2. Replacing of Missing Values
Missing values can cause faulty reports, so we either fill or remove them.
Click on the column that has missing values.
Transform > Replace Values, then type in a default value (like “Unknown” for missing customer names).
Remove rows with incomplete information (Remove Rows > Remove Blank Rows), if necessary.
For instance, for missing values in the Price column, one can replace them with an average or fixed amount so that calculations would be done right.
3. Splitting and Merging Columns
Sometimes one column contains different pieces of information.
For instance, Customer Name may contain full names like "Alice Johnson" while we want separate columns for First Name and Last Name.
Select the Customer Name column.
Click Split Column > By Delimiter and choose Space as the delimiter.
Rename the two new columns to First Name and Last Name.
In the same way, you can merge other columns together using Merge Columns.
4. Change Data Types
Inaccurate data types could throw calculations off and have an impact during analysis.

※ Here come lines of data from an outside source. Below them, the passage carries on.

PR #1065, opened 2025-08-29
LVPN-8889 implement automation tests for rc feature part 2

pvraketa:
Added:
 * new test cases
 * new fixtures 
 * new constants for test cases
Changed:
* Increased timeout of execution
* stop/start/restart daemon methods

### DIFF
--- a/daemon/rpc.go
+++ b/daemon/rpc.go
@@ -61,6 +61,7 @@ type RPC struct {
 	consentChecker      ConsentChecker
 	recentVPNConnStore  *recents.RecentConnectionsStore
 	dataUpdateEvents    *daemonevents.DataUpdateEvents
+	initialLoginType    pb.LoginType // memorize what action started: Login or Signup (Register)
 	pb.UnimplementedDaemonServer
 }
 
--- a/daemon/rpc_cities_test.go
+++ b/daemon/rpc_cities_test.go
@@ -10,6 +10,8 @@ import (
 	"github.com/NordSecurity/nordvpn-linux/events/subs"
 	"github.com/NordSecurity/nordvpn-linux/internal"
 	"github.com/NordSecurity/nordvpn-linux/test/category"
+	"github.com/NordSecurity/nordvpn-linux/test/mock"
+	coremock "github.com/NordSecurity/nordvpn-linux/test/mock/core"
 	"github.com/NordSecurity/nordvpn-linux/test/mock/networker"
 	testnorduser "github.com/NordSecurity/nordvpn-linux/test/mock/norduser/service"
 	"github.com/stretchr/testify/assert"
@@ -106,9 +108,9 @@ func TestRPCCities(t *testing.T) {
 				dm:        dm,
 				norduser:  &testnorduser.MockNorduserCombinedService{},
 				netw:      &networker.Mock{},
-				ncClient:  mockNC{},
+				ncClient:  &mock.NotificationClientMock{},
 				publisher: &subs.Subject[string]{},
-				api:       mockApi{},
+				api:       &coremock.CredentialsAPIMock{},
 			}
 
 			payload, _ := rpc.Cities(context.Background(), &pb.CitiesRequest{Country: test.countryName})
--- a/daemon/rpc_connect_test.go
+++ b/daemon/rpc_connect_test.go
@@ -30,16 +30,6 @@ type mockRPCServer struct {
 
 func (m *mockRPCServer) Send(p *pb.Payload) error { m.msg = p; return nil }
 
-type mockAuthenticationAPI struct{}
-
-func (mockAuthenticationAPI) Login(bool) (string, error) {
-	return "", nil
-}
-
-func (mockAuthenticationAPI) Token(string) (*core.LoginResponse, error) {
-	return nil, nil
-}
-
 // deterministicServersAPI provides deterministic server selection for connect tests
 // while reusing the existing serversList() and countriesList() functions
 type deterministicServersAPI struct {
--- a/daemon/rpc_countries_test.go
+++ b/daemon/rpc_countries_test.go
@@ -10,6 +10,8 @@ import (
 	"github.com/NordSecurity/nordvpn-linux/events/subs"
 	"github.com/NordSecurity/nordvpn-linux/internal"
 	"github.com/NordSecurity/nordvpn-linux/test/category"
+	"github.com/NordSecurity/nordvpn-linux/test/mock"
+	coremock "github.com/NordSecurity/nordvpn-linux/test/mock/core"
 	"github.com/NordSecurity/nordvpn-linux/test/mock/networker"
 	testnorduser "github.com/NordSecurity/nordvpn-linux/test/mock/norduser/service"
 	"github.com/stretchr/testify/assert"
@@ -81,9 +83,9 @@ func TestRPCCountries(t *testing.T) {
 				dm:        dm,
 				norduser:  &testnorduser.MockNorduserCombinedService{},
 				netw:      &networker.Mock{},
-				ncClient:  mockNC{},
+				ncClient:  &mock.NotificationClientMock{},
 				publisher: &subs.Subject[string]{},
-				api:       mockApi{},
+				api:       &coremock.CredentialsAPIMock{},
 			}
 			payload, _ := rpc.Countries(context.Background(), &pb.Empty{})
 
--- a/daemon/rpc_groups_test.go
+++ b/daemon/rpc_groups_test.go
@@ -10,6 +10,8 @@ import (
 	"github.com/NordSecurity/nordvpn-linux/events/subs"
 	"github.com/NordSecurity/nordvpn-linux/internal"
 	"github.com/NordSecurity/nordvpn-linux/test/category"
+	"github.com/NordSecurity/nordvpn-linux/test/mock"
+	coremock "github.com/NordSecurity/nordvpn-linux/test/mock/core"
 	"github.com/NordSecurity/nordvpn-linux/test/mock/networker"
 	testnorduser "github.com/NordSecurity/nordvpn-linux/test/mock/norduser/service"
 	"github.com/stretchr/testify/assert"
@@ -47,9 +49,9 @@ func TestRPCGroups(t *testing.T) {
 				dm:        test.dm,
 				norduser:  &testnorduser.MockNorduserCombinedService{},
 				netw:      &networker.Mock{},
-				ncClient:  mockNC{},
+				ncClient:  &mock.NotificationClientMock{},
 				publisher: &subs.Subject[string]{},
-				api:       mockApi{},
+				api:       &coremock.CredentialsAPIMock{},
 			}
 			payload, _ := rpc.Groups(context.Background(), &pb.Empty{})
 
@@ -125,9 +127,9 @@ func TestRPCGroups_Successful(t *testing.T) {
 				dm:        dm,
 				norduser:  &testnorduser.MockNorduserCombinedService{},
 				netw:      &networker.Mock{},
-				ncClient:  mockNC{},
+				ncClient:  &mock.NotificationClientMock{},
 				publisher: &subs.Subject[string]{},
-				api:       mockApi{},
+				api:       &coremock.CredentialsAPIMock{},
 			}
 			payload, _ := rpc.Groups(context.Background(), &pb.Empty{})
 
--- a/daemon/rpc_login.go
+++ b/daemon/rpc_login.go
@@ -155,6 +155,8 @@ func (r *RPC) LoginOAuth2(ctx context.Context, in *pb.LoginOAuth2Request) (*pb.L
 	if in.GetType() == pb.LoginType_LoginType_SIGNUP {
 		eventType = events.LoginSignUp
 	}
+	// memorize what login type started: Login or Signup
+	r.initialLoginType = in.GetType()
 
 	r.events.User.Login.Publish(events.DataAuthorization{
 		DurationMs:   -1,
@@ -205,10 +207,11 @@ func (r *RPC) LoginOAuth2Callback(ctx context.Context, in *pb.LoginOAuth2Callbac
 			eventStatus = events.StatusFailure
 		}
 		r.events.User.Login.Publish(events.DataAuthorization{
-			DurationMs:   max(int(time.Since(lastLoginAttemptTime).Milliseconds()), 1),
-			EventTrigger: events.TriggerUser,
-			EventStatus:  eventStatus,
-			EventType:    loginType,
+			DurationMs:                 max(int(time.Since(lastLoginAttemptTime).Milliseconds()), 1),
+			EventTrigger:               events.TriggerUser,
+			EventStatus:                eventStatus,
+			EventType:                  loginType,
+			IsAlteredFlowOnNordAccount: in.GetType() != r.initialLoginType,
 		})
 		lastLoginAttemptTime = time.Time{}
 	}()
--- a/daemon/rpc_login_test.go
+++ b/daemon/rpc_login_test.go
@@ -1,0 +1,164 @@
+package daemon
+
+import (
+	"context"
+	"testing"
+
+	"github.com/stretchr/testify/assert"
+
+	daemonevents "github.com/NordSecurity/nordvpn-linux/daemon/events"
+	"github.com/NordSecurity/nordvpn-linux/daemon/pb"
+	"github.com/NordSecurity/nordvpn-linux/events"
+	"github.com/NordSecurity/nordvpn-linux/events/subs"
+	"github.com/NordSecurity/nordvpn-linux/test/category"
+	"github.com/NordSecurity/nordvpn-linux/test/mock"
+	testauth "github.com/NordSecurity/nordvpn-linux/test/mock/auth"
+	testcore "github.com/NordSecurity/nordvpn-linux/test/mock/core"
+)
+
+func TestLoginEvents(t *testing.T) {
+	category.Set(t, category.Unit)
+
+	tests := []struct {
+		name            string
+		setup           func(*daemonevents.MockPublisherSubscriber[events.DataAuthorization]) *RPC
+		loginType1      pb.LoginType
+		expectedStatus1 pb.LoginStatus
+		expectedEvent1  events.DataAuthorization
+		expectedError1  bool
+		loginType2      pb.LoginType
+		expectedStatus2 pb.LoginStatus
+		expectedEvent2  events.DataAuthorization
+		expectedError2  bool
+	}{
+		{
+			name: "login attempt then login success",
+			setup: func(em *daemonevents.MockPublisherSubscriber[events.DataAuthorization]) *RPC {
+				return &RPC{
+					consentChecker: &mock.AnalyticsConsentCheckerMock{ConsentCompleted: true},
+					ac:             &testauth.AuthCheckerMock{LoggedIn: false},
+					cm:             mock.NewMockConfigManager(),
+					credentialsAPI: &testcore.CredentialsAPIMock{},
+					events:         &daemonevents.Events{User: &daemonevents.LoginEvents{Login: em}},
+					authentication: &testcore.AuthenticationAPImock{TokenValue: "token"},
+					publisher:      &subs.Subject[string]{},
+					ncClient:       &mock.NotificationClientMock{},
+				}
+			},
+			loginType1:      pb.LoginType_LoginType_LOGIN,
+			expectedStatus1: pb.LoginStatus_SUCCESS,
+			expectedEvent1: events.DataAuthorization{
+				EventType:                  events.LoginLogin,
+				EventTrigger:               events.TriggerUser,
+				EventStatus:                events.StatusAttempt,
+				IsAlteredFlowOnNordAccount: false,
+			},
+			expectedError1:  false,
+			loginType2:      pb.LoginType_LoginType_LOGIN,
+			expectedStatus2: pb.LoginStatus_SUCCESS,
+			expectedEvent2: events.DataAuthorization{
+				EventType:                  events.LoginLogin,
+				EventTrigger:               events.TriggerUser,
+				EventStatus:                events.StatusSuccess,
+				IsAlteredFlowOnNordAccount: false,
+			},
+			expectedError2: false,
+		},
+		{
+			name: "signup attempt then login success",
+			setup: func(em *daemonevents.MockPublisherSubscriber[events.DataAuthorization]) *RPC {
+				return &RPC{
+					consentChecker: &mock.AnalyticsConsentCheckerMock{ConsentCompleted: true},
+					ac:             &testauth.AuthCheckerMock{LoggedIn: false},
+					cm:             mock.NewMockConfigManager(),
+					credentialsAPI: &testcore.CredentialsAPIMock{},
+					events:         &daemonevents.Events{User: &daemonevents.LoginEvents{Login: em}},
+					authentication: &testcore.AuthenticationAPImock{TokenValue: "token"},
+					publisher:      &subs.Subject[string]{},
+					ncClient:       &mock.NotificationClientMock{},
+				}
+			},
+			loginType1:      pb.LoginType_LoginType_SIGNUP,
+			expectedStatus1: pb.LoginStatus_SUCCESS,
+			expectedEvent1: events.DataAuthorization{
+				EventType:                  events.LoginSignUp,
+				EventTrigger:               events.TriggerUser,
+				EventStatus:                events.StatusAttempt,
+				IsAlteredFlowOnNordAccount: false,
+			},
+			expectedError1:  false,
+			loginType2:      pb.LoginType_LoginType_LOGIN,
+			expectedStatus2: pb.LoginStatus_SUCCESS,
+			expectedEvent2: events.DataAuthorization{
+				EventType:                  events.LoginLogin,
+				EventTrigger:               events.TriggerUser,
+				EventStatus:                events.StatusSuccess,
+				IsAlteredFlowOnNordAccount: true,
+			},
+			expectedError2: false,
+		},
+		{
+			name: "login attempt fail - consent not completed",
+			setup: func(em *daemonevents.MockPublisherSubscriber[events.DataAuthorization]) *RPC {
+				return &RPC{
+					consentChecker: &mock.AnalyticsConsentCheckerMock{ConsentCompleted: false},
+				}
+			},
+			loginType1:      pb.LoginType_LoginType_LOGIN,
+			expectedStatus1: pb.LoginStatus_CONSENT_MISSING,
+			expectedError1:  false,
+			loginType2:      pb.LoginType_LoginType_LOGIN,
+			expectedStatus2: pb.LoginStatus_CONSENT_MISSING,
+			expectedError2:  false,
+		},
+		{
+			name: "signup attempt fail - already logged in",
+			setup: func(em *daemonevents.MockPublisherSubscriber[events.DataAuthorization]) *RPC {
+				return &RPC{
+					consentChecker: &mock.AnalyticsConsentCheckerMock{ConsentCompleted: true},
+					ac:             &testauth.AuthCheckerMock{LoggedIn: true},
+				}
+			},
+			loginType1:      pb.LoginType_LoginType_SIGNUP,
+			expectedStatus1: pb.LoginStatus_ALREADY_LOGGED_IN,
+			expectedError1:  false,
+			loginType2:      pb.LoginType_LoginType_LOGIN,
+			expectedError2:  true,
+		},
+	}
+	for _, tt := range tests {
+		t.Run(tt.name, func(t *testing.T) {
+			eventsMock := &daemonevents.MockPublisherSubscriber[events.DataAuthorization]{}
+			r := tt.setup(eventsMock)
+			resp1, err := r.LoginOAuth2(context.Background(), &pb.LoginOAuth2Request{Type: tt.loginType1})
+			if tt.expectedError1 {
+				assert.Error(t, err)
+			} else {
+				assert.NoError(t, err)
+				assert.True(t, tt.expectedStatus1 == resp1.Status)
+				if resp1.Status == pb.LoginStatus_SUCCESS {
+					assert.True(t, tt.expectedEvent1.EventType == eventsMock.Event.EventType)
+					assert.True(t, tt.expectedEvent1.EventStatus == eventsMock.Event.EventStatus)
+					assert.True(t, tt.expectedEvent1.EventTrigger == eventsMock.Event.EventTrigger)
+					assert.True(t, tt.expectedEvent1.IsAlteredFlowOnNordAccount == eventsMock.Event.IsAlteredFlowOnNordAccount)
+				}
+			}
+			resp2, err := r.LoginOAuth2Callback(context.Background(), &pb.LoginOAuth2CallbackRequest{
+				Token: "exchange-token",
+				Type:  tt.loginType2,
+			})
+			if tt.expectedError2 {
+				assert.Error(t, err)
+			} else {
+				assert.NoError(t, err)
+				assert.True(t, tt.expectedStatus2 == resp2.Status)
+				if resp2.Status == pb.LoginStatus_SUCCESS {
+					assert.True(t, tt.expectedEvent2.EventType == eventsMock.Event.EventType)
+					assert.True(t, tt.expectedEvent2.EventStatus == eventsMock.Event.EventStatus)
+					assert.True(t, tt.expectedEvent2.EventTrigger == eventsMock.Event.EventTrigger)
+					assert.True(t, tt.expectedEvent2.IsAlteredFlowOnNordAccount == eventsMock.Event.IsAlteredFlowOnNordAccount)
+				}
+			}
+		})
+	}
+}
--- a/daemon/rpc_logout_test.go
+++ b/daemon/rpc_logout_test.go
@@ -7,33 +7,19 @@ import (
 	"github.com/stretchr/testify/assert"
 
 	"github.com/NordSecurity/nordvpn-linux/config"
-	"github.com/NordSecurity/nordvpn-linux/core"
 	daemonevents "github.com/NordSecurity/nordvpn-linux/daemon/events"
 	"github.com/NordSecurity/nordvpn-linux/daemon/pb"
 	"github.com/NordSecurity/nordvpn-linux/daemon/recents"
 	"github.com/NordSecurity/nordvpn-linux/events"
 	"github.com/NordSecurity/nordvpn-linux/events/subs"
 	"github.com/NordSecurity/nordvpn-linux/internal"
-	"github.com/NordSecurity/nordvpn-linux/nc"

Select the Order Date column.
Click Data Type in the toolbar and choose Date.
Make sure Price and Total columns are set to Currency if these are to be analyzed as finances.
Once we fix the data types, it allows Power BI to work properly in doing its calculations.

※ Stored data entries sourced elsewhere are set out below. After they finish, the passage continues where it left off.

PR #1076, opened 2025-09-02
LVPN-9038: Fix remote config validation error

keliramu:


config/remote/config_test.go
```diff
@@ -377,21 +478,1061 @@ func TestHandleIncludeFiles(t *testing.T) {
...
+						"app_version": "*",
+						"weight": 1
+					}
+				]
+			}
+		]
+	}`
+	includeFileContent := `{"setting1": "value1"}`
+	// includeFileHash := hash([]byte(includeFileContent))
+	// includeFileHashJson := fmt.Sprintf(`{"hash": "%s"}`, includeFileHash)
```
devzbysiu: Leftovers?

devzbysiu (approved):

config/remote/config.go
```diff
@@ -157,10 +157,6 @@ func (f *Feature) load(sourcePath string, fr fileReader, jv validator) error {
 	}
 
 	mainJsonFileName := f.FilePath(sourcePath)
-	if err := internal.IsFileTooBig(mainJsonFileName); err != nil {
```
DoYouEvenCpp, line 160: This check is really not needed anymore?

config/remote/config_test.go
```diff
@@ -377,21 +478,1061 @@ func TestHandleIncludeFiles(t *testing.T) {
...
+	// Create a temporary directory just for the path validation tests
+	tempDir, err := os.MkdirTemp("", "test_path_validation_*")
+	assert.NoError(t, err)
+	defer os.RemoveAll(tempDir)
+
+	for _, test := range tests {
+		t.Run(test.name, func(t *testing.T) {
+			// For path validation tests, use the actual temp directory
+			if test.name == "invalid source path" {
+				test.sourcePath = "/nonexistent/path"
```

5.Adding a Custom Column for New Calculations
Let’s say a 10% discount has to be calculated for every order.
Click Add Column > Custom Column.
Type in the formula:
[Total] * 0.10
Rename this column to Discount Amount.
Now every order will have a 10% discount that can further enhance pricing analysis.
Step 6 - Effective Practices in Power BI Data Modeling
• Unique Identifiers - CustomerID, OrderID, ProductID must all be different.
- Improve Performance: Simple joins and do not have too many tables joined together
- Star Schema: Helps in faster and more efficient querying.
- Set Cross-Filtering: Both direction for interactive reporting.
- Logical Hierarchies: Hierarchies should be kept in natural order (Region → Country→ State → City).
6. Grouping Data for Summarizing Sale
Grouping is helpful for summarizing large datasets.
For instance, to calculate total sales per product:
Select Product and Total columns.
Click Transform > Group By.
Select Sum for calculating total revenue for each product.
Presently, instead of the individual transactions, we see a clean picture of the total sales for each product.
7.Unpivoting Data for Analysis
Occasionally, data is structured in a way that makes it difficult to analyze. Assume we have columns for quarterly sales like Q1 Sales and Q2 Sales and Q3 Sales. Then we can use Unpivot Columns to convert them all into a single column.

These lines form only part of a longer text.